# THE TASK
Only the lines from the opening of the material through the one containing "- Try my best to translate the new strings." should be reproduced, each exactly as it stands.
........
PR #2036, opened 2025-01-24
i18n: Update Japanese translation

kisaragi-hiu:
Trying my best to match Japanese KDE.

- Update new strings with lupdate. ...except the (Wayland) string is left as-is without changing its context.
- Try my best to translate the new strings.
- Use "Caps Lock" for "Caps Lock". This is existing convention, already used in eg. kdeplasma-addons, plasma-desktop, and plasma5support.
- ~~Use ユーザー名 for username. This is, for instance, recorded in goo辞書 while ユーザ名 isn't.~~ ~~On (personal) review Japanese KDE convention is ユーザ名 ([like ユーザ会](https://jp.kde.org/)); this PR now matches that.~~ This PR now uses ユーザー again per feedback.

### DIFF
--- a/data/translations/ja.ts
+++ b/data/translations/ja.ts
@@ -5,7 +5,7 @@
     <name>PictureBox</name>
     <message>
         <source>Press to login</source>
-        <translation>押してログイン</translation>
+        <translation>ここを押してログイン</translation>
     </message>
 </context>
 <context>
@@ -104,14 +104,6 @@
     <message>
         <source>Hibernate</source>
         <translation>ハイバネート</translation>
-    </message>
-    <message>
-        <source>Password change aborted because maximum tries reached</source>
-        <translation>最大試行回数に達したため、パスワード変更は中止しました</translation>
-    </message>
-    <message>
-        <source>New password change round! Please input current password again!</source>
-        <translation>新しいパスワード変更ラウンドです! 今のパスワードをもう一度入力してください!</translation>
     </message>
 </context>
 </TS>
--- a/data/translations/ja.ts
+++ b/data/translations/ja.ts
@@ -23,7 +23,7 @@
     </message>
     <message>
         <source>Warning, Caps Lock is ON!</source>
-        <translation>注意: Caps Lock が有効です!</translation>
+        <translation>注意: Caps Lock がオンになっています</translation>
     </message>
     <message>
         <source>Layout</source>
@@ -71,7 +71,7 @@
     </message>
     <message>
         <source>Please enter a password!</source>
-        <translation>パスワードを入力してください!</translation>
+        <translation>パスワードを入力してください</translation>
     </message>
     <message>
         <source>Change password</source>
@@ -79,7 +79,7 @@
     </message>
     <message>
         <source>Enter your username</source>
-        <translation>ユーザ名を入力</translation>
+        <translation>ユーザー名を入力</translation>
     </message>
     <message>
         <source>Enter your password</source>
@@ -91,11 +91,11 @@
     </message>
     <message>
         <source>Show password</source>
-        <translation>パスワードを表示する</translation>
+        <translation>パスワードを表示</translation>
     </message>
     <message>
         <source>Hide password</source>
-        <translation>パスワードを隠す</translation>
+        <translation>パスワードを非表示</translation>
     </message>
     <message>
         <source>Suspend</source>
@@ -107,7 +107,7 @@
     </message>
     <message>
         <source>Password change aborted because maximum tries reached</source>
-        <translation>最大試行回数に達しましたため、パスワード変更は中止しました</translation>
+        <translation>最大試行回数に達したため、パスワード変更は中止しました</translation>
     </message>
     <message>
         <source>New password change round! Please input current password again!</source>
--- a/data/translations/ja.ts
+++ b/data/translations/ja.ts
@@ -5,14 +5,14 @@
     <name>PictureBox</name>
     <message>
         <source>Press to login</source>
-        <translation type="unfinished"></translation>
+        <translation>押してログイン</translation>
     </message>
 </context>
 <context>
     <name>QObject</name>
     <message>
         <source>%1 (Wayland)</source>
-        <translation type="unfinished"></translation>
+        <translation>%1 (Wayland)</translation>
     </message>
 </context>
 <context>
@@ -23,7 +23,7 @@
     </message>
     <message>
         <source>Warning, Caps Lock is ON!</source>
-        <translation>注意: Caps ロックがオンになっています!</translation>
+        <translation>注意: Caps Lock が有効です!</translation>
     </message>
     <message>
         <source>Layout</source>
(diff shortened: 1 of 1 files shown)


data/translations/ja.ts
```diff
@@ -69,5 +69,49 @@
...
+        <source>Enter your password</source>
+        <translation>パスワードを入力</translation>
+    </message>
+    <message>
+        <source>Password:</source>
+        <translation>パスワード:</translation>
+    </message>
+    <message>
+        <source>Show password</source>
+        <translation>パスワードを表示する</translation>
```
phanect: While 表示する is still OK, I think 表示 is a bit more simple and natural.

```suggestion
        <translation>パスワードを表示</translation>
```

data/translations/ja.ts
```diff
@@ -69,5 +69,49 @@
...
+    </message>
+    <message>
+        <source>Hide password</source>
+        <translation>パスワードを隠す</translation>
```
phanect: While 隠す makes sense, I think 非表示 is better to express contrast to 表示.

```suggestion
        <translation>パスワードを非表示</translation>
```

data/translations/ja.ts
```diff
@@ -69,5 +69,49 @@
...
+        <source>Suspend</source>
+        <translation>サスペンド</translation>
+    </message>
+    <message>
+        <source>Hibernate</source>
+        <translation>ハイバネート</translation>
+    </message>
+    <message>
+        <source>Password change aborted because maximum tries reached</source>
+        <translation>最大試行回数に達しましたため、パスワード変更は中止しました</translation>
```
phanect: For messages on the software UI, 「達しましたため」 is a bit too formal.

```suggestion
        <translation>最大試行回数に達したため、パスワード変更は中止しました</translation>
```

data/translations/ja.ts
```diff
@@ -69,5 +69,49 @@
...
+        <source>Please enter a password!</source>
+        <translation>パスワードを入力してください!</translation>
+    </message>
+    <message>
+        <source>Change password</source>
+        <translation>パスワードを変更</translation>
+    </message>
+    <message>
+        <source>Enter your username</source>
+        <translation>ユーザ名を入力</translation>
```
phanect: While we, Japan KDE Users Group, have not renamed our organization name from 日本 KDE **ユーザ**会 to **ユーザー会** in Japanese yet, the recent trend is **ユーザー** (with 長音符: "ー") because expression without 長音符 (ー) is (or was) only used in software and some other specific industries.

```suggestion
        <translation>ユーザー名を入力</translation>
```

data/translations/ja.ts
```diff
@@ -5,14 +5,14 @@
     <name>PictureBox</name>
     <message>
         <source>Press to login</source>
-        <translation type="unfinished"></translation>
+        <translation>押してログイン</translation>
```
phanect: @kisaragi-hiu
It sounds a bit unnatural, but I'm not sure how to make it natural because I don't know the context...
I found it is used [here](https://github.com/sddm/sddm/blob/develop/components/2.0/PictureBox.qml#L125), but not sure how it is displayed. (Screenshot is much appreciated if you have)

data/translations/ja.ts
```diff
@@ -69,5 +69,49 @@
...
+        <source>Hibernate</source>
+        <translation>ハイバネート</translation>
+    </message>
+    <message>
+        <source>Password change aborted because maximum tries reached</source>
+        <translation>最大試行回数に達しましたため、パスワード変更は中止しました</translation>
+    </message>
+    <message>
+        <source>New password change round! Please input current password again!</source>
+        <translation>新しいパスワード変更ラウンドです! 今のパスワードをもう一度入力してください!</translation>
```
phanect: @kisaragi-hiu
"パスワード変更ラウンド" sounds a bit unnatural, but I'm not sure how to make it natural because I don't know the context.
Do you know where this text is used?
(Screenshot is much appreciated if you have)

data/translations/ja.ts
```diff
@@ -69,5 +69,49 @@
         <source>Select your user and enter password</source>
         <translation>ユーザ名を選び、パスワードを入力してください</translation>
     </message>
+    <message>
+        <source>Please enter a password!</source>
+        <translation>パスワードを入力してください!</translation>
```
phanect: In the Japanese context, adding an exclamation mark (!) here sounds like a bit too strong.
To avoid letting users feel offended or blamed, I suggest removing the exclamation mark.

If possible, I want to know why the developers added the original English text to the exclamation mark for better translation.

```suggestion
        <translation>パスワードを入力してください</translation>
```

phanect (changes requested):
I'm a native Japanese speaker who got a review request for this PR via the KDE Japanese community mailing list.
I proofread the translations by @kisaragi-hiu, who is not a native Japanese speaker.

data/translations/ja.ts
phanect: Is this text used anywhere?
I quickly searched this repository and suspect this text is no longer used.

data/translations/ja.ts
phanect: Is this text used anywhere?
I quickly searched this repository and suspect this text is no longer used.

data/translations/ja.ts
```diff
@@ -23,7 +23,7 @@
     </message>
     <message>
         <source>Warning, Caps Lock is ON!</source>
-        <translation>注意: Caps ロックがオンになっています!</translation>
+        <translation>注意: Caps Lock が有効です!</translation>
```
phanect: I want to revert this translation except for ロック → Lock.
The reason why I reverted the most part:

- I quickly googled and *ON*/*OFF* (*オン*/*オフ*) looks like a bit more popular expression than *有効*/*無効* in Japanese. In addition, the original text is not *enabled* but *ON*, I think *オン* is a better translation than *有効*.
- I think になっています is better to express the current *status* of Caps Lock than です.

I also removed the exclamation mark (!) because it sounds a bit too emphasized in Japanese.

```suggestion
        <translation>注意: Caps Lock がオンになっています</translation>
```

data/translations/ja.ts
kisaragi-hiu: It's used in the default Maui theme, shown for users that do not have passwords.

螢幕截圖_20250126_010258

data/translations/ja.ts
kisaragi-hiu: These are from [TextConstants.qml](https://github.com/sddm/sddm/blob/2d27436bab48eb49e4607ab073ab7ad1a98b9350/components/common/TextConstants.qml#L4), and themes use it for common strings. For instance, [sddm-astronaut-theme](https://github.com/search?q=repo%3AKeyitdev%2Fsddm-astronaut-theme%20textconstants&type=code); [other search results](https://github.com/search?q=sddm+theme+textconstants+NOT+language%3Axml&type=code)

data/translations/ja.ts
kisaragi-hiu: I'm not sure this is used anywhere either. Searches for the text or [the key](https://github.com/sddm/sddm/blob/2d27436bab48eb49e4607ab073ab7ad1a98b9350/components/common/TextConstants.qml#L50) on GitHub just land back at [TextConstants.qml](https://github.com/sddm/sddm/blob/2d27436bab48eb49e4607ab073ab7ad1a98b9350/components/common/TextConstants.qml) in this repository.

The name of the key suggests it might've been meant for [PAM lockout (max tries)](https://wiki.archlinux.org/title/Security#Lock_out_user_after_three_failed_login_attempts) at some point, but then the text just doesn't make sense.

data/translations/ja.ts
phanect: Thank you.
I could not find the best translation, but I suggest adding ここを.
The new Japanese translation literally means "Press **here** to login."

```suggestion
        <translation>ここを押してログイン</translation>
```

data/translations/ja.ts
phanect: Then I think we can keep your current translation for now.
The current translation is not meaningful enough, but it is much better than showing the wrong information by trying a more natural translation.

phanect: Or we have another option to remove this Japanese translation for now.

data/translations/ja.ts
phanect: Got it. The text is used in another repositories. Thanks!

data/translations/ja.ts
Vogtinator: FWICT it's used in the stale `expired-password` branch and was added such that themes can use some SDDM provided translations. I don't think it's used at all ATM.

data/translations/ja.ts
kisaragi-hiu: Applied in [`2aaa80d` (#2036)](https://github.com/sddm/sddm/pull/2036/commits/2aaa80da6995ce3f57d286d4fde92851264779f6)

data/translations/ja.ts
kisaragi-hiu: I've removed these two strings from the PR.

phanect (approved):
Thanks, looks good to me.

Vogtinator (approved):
........
# RESULT OF THIS TASK
PR #2036, opened 2025-01-24
i18n: Update Japanese translation

kisaragi-hiu:
Trying my best to match Japanese KDE.

- Update new strings with lupdate. ...except the (Wayland) string is left as-is without changing its context.
- Try my best to translate the new strings.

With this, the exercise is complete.